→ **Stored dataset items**
__________________________________________________

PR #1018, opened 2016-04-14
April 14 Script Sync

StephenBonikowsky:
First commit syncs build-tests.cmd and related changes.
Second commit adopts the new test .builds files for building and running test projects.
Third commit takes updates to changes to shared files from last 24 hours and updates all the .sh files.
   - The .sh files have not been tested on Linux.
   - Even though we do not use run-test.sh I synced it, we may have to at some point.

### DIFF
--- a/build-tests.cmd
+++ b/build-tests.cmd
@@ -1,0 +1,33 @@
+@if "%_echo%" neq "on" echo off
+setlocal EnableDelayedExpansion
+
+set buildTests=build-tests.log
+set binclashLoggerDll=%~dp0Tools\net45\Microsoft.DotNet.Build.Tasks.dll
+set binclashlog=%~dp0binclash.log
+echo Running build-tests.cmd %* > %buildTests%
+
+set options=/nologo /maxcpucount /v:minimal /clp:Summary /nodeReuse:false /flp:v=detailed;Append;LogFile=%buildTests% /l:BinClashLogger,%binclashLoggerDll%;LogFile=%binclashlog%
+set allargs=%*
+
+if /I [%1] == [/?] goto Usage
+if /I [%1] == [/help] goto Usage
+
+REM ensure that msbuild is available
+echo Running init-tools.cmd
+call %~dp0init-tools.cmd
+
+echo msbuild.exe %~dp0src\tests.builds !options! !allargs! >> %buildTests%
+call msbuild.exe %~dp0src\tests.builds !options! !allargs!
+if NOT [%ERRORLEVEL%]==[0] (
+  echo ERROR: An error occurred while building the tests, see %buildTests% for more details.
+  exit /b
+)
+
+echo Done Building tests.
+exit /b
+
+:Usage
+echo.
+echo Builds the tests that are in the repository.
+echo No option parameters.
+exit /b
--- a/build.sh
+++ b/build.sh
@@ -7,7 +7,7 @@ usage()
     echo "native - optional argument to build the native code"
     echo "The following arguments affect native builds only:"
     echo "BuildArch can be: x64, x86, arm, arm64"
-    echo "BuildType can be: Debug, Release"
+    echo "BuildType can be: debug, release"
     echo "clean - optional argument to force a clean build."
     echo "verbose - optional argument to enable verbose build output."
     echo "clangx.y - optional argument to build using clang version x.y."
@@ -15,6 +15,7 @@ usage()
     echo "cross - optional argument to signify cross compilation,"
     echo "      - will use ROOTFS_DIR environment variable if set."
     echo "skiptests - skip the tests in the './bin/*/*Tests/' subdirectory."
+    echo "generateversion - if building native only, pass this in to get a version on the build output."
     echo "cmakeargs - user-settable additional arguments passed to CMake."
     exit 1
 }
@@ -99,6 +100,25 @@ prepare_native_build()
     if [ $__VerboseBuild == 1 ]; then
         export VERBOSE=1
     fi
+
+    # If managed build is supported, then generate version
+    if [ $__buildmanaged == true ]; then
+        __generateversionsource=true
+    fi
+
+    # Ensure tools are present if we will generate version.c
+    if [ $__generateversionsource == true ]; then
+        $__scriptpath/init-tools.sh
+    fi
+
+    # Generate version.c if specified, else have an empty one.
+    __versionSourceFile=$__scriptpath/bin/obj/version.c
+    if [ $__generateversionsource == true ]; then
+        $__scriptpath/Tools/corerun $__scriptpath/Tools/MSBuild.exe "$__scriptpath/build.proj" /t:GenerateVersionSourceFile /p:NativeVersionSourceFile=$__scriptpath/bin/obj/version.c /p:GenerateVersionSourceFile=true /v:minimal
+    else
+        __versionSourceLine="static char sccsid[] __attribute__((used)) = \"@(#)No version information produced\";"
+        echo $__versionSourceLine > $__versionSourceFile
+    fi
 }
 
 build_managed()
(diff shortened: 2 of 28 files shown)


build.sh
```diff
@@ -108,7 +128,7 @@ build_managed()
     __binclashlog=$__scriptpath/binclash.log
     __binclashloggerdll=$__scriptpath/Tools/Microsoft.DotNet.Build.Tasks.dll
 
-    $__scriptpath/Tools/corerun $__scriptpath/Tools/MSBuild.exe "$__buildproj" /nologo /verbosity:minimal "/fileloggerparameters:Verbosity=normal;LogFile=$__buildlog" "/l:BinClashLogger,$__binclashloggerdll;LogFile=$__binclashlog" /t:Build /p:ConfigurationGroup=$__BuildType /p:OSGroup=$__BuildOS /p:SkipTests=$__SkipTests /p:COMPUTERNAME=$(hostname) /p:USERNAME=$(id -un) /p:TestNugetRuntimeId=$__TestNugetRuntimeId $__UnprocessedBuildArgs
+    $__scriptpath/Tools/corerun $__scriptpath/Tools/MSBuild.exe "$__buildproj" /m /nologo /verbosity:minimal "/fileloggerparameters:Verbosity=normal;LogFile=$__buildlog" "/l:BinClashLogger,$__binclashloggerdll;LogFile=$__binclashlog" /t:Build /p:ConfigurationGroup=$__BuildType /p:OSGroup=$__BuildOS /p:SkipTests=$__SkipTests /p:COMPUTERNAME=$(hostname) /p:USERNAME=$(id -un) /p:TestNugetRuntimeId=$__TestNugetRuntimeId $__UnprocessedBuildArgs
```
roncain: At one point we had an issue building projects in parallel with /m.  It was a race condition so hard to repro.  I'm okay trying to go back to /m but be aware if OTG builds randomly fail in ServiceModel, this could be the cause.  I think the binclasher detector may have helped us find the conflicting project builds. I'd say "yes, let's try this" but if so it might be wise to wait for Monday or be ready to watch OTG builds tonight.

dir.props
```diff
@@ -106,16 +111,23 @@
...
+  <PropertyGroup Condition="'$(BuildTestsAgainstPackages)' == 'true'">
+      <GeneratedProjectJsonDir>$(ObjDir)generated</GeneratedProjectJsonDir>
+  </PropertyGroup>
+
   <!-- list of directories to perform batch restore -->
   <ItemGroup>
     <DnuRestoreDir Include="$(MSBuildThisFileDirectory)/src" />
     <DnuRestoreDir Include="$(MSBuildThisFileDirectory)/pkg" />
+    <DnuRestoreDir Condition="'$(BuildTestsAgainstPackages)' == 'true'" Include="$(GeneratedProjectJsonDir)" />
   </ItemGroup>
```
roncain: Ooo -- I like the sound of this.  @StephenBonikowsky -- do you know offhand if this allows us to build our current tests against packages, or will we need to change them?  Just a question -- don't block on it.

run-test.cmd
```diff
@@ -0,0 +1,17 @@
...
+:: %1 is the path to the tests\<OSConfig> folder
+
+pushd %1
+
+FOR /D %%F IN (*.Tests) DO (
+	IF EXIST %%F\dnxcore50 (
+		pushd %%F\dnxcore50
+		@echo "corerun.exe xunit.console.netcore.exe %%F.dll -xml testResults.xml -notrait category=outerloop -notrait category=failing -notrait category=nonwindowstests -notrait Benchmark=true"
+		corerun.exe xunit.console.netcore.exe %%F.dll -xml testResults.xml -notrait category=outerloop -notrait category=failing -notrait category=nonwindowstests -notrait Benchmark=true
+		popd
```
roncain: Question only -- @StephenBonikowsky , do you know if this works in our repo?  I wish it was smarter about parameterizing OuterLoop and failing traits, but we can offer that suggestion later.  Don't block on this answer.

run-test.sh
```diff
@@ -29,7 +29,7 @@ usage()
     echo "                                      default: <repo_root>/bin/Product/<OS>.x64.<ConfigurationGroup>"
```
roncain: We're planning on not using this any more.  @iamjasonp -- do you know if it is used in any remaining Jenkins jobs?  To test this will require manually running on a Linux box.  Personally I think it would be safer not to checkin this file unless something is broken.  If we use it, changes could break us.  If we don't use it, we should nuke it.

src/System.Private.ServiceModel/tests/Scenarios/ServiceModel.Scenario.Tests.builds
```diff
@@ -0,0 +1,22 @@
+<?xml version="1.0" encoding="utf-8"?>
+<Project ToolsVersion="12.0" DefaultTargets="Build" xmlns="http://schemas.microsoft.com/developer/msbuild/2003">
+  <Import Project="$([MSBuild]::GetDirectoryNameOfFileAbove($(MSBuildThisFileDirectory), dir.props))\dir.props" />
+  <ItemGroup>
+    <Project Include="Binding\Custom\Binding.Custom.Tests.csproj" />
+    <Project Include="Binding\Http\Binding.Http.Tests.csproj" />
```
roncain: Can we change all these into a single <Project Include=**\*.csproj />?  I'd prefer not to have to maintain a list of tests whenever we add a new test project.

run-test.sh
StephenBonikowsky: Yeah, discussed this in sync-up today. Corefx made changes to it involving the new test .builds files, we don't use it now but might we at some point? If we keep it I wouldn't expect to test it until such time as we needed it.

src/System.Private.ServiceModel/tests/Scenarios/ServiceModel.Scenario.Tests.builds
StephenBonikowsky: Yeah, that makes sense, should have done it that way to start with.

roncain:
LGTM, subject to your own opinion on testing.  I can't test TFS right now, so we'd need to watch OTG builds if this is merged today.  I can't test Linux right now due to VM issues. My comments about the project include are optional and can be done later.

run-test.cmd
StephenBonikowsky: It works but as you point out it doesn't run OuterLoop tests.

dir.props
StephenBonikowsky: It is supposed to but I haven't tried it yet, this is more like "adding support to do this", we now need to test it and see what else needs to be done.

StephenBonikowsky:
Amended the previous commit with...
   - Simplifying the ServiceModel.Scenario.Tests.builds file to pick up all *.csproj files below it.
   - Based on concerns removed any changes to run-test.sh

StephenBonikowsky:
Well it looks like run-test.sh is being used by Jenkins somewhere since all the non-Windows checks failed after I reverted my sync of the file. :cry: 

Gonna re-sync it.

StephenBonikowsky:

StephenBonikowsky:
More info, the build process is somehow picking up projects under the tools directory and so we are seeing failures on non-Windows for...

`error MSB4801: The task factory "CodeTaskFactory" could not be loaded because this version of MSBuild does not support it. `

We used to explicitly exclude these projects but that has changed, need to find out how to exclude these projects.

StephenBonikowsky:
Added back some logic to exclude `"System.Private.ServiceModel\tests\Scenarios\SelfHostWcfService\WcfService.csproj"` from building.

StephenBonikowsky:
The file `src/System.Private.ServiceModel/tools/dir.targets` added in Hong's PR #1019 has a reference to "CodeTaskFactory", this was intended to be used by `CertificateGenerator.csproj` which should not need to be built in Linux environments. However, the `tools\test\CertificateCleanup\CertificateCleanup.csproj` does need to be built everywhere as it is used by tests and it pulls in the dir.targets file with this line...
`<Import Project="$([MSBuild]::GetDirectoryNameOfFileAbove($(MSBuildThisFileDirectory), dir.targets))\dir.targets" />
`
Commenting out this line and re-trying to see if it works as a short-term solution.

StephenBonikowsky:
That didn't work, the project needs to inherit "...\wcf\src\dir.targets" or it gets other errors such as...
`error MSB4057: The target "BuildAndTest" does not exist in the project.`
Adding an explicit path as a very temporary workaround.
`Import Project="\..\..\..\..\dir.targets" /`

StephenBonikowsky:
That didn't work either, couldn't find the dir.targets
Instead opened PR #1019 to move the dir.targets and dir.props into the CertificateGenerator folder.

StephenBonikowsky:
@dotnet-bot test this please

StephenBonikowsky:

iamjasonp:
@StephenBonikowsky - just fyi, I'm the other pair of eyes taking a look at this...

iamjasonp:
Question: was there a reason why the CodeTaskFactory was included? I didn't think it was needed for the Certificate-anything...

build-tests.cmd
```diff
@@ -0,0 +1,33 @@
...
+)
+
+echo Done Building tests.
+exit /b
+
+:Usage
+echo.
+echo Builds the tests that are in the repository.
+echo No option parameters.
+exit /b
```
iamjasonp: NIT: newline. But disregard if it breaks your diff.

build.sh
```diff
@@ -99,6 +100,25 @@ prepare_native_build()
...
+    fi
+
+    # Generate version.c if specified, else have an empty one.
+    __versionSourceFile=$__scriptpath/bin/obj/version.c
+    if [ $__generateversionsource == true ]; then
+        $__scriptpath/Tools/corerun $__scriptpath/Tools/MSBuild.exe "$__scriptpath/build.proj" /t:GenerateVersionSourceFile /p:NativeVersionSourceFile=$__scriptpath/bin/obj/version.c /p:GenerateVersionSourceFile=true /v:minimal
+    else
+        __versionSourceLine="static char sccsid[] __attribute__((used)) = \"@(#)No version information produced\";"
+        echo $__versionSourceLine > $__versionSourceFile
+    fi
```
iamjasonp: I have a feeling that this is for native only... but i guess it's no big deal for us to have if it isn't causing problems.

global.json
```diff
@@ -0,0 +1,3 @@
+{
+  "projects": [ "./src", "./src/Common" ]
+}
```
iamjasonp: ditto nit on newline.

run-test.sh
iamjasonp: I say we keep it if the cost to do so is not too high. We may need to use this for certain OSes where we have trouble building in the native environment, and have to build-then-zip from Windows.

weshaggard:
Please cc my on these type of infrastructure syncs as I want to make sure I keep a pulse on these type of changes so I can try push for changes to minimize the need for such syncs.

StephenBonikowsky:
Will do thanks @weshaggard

__________________________________________________

→ **Task to complete**
One stretch of the lines above is wanted, from the line that contains "--- a/build.sh" through the line that contains "will use ROOTFS_DIR". Output it exactly.

→ **Answer space**
--- a/build.sh
+++ b/build.sh
@@ -7,7 +7,7 @@ usage()
     echo "native - optional argument to build the native code"
     echo "The following arguments affect native builds only:"
     echo "BuildArch can be: x64, x86, arm, arm64"
-    echo "BuildType can be: Debug, Release"
+    echo "BuildType can be: debug, release"
     echo "clean - optional argument to force a clean build."
     echo "verbose - optional argument to enable verbose build output."
     echo "clangx.y - optional argument to build using clang version x.y."
@@ -15,6 +15,7 @@ usage()
     echo "cross - optional argument to signify cross compilation,"
     echo "      - will use ROOTFS_DIR environment variable if set."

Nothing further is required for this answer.